8. Data Transfer to Third Parties

Your data may be transferred to carefully selected third-party service providers for the following purposes:

• Payment processing (e.g., via Stripe) to securely handle transactions.
• Analytics services (including Google Analytics, Simple Analytics, Heap Analytics, and Hotjar) under strict contractual obligations.

If your data is transferred outside the European Economic Area (EEA), we ensure that appropriate safeguards such as standard contractual clauses or equivalent certifications are in place.

9. Use of Cookies and Similar Technologies

Our website uses cookies and similar tracking technologies to improve your experience. This includes:

• Functional Cookies: Essential for website operations and providing a seamless user experience.
• Analytical Cookies: Used to collect anonymized data on user behavior and website performance, such as those employed by our analytics partners.
• Marketing Cookies: Utilized only with your explicit consent to deliver personalized advertisements and content.

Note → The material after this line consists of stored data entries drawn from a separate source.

PR #4008, opened 2025-09-21
[schedclock] New app to schedule changing clock faces

kidneyhex:
Link to app: https://kidneyhex.github.io/BangleApps/?id=schedclock

New app to schedule changing clock faces.

There are [clockswitch](https://banglejs.com/apps/?id=clockswitch) and [rndmclk](https://banglejs.com/apps/?id=rndmclk) already, but neither selects specific faces or specific times.


thyttan:
Thanks! Seems to work as intended when I try it.

It seems it's not fully compatible with Fastload Utils - but that's no requirement. I scheduled two clock face changes a minute apart. The first one executed but not the second one.

apps/schedclock/metadata.json
```diff
@@ -0,0 +1,23 @@
...
+    {"url":"screenshot2.png"}
+  ],
+  "tags": "tool",
+  "supports" : ["BANGLEJS2"],
+  "readme": "README.md",
+  "dependencies": {"scheduler":"type"},
+  "storage": [
+    {"name":"schedclock.app.js","url":"app.js"},
+    {"name":"schedclock.settings.js","url":"settings.js"},
+    {"name":"schedclock.lib.js","url":"lib.js"},
```
thyttan, line 19:
```suggestion
    {"name":"schedclock","url":"lib.js"},
```

I'm more used to this suggested pattern for loading libraries to the watch. But I see there are also apps that do it like you have it here (`ha`, `timerclk`, `tinyheads`, `xxlmessage`).

Note: If you want to change there would need to be accommodating changes at other places in the app as well.

@gfwilliams do we have a preference for how to name libraries on the watch?

kidneyhex:
I'll just tested after installing Fastload Utils and both clock changes worked, but from the code it looks like it might cache `setting.json` and not do a full reload in some situations. 

It looks like `widdst` has a "if fastload is installed" test to force settings updates... It just tests for `global._load`, which doesn't seem safe. 

Rough brainstorming: maybe fastload needs a way to tell it that settings changed, or force a slow-load?

At the very least, I'll add a note to the schedclock readme that it's a known issue. Maybe test a bit more to figure out if the "detect settings changes" flag helps.

I'll submit that after the response from Gordon about library names -- I like the shorter names myself, but when I searched other apps I found the app.lib.js ones, so went with that.

apps/schedclock/metadata.json
kidneyhex: Side question: Is there a recommended way to migrate old settings?

I just tested adding a `{"url": "migrate_v01_v02.js", "evaluate":true}` to the `metadata.json`, and as long as I put a `console.log("OK\r");` at the end of the migrate.js, it worked. But I can't find anything in docs/discussions about it.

You have the ability to manage or disable cookies through your browser settings.

10. Data Subject Rights

In accordance with GDPR, you have the following rights regarding your personal data:

• Right of Access: You may request details on the personal data we process about you.
• Right to Rectification: You have the right to update or correct inaccuracies in your personal data.
• Right to Erasure ("Right to be Forgotten"): In certain situations, you can request that your personal data be deleted.
• Right to Restrict Processing: You may request limitations on how your data is processed, especially for marketing purposes.
• Right to Data Portability: You have the right to receive your personal data in a structured format for transfer to another service provider.
• Right to Lodge a Complaint: Should you have any concerns, you can file a complaint with the appropriate data protection supervisory authority.

11. Data Security Measures

We have implemented comprehensive technical and organizational measures to ensure the security of your data. This includes:

• Data encryption during transmission and storage.
• Robust authentication and access control systems.
• Regular security audits and updates to our protective measures.
• Routine data backups to prevent data loss and ensure continuity.

12. Changes to the Privacy Policy

We reserve the right to update or modify this Privacy Policy at any time. Significant changes will be communicated through email or on our website. The effective date for these changes is stated below.

Effective Date of Changes: March 2025

By accessing and using our website and services, you consent to the collection and processing of your personal data as described in this Privacy Policy. If you do not agree with our practices, please discontinue use of our services.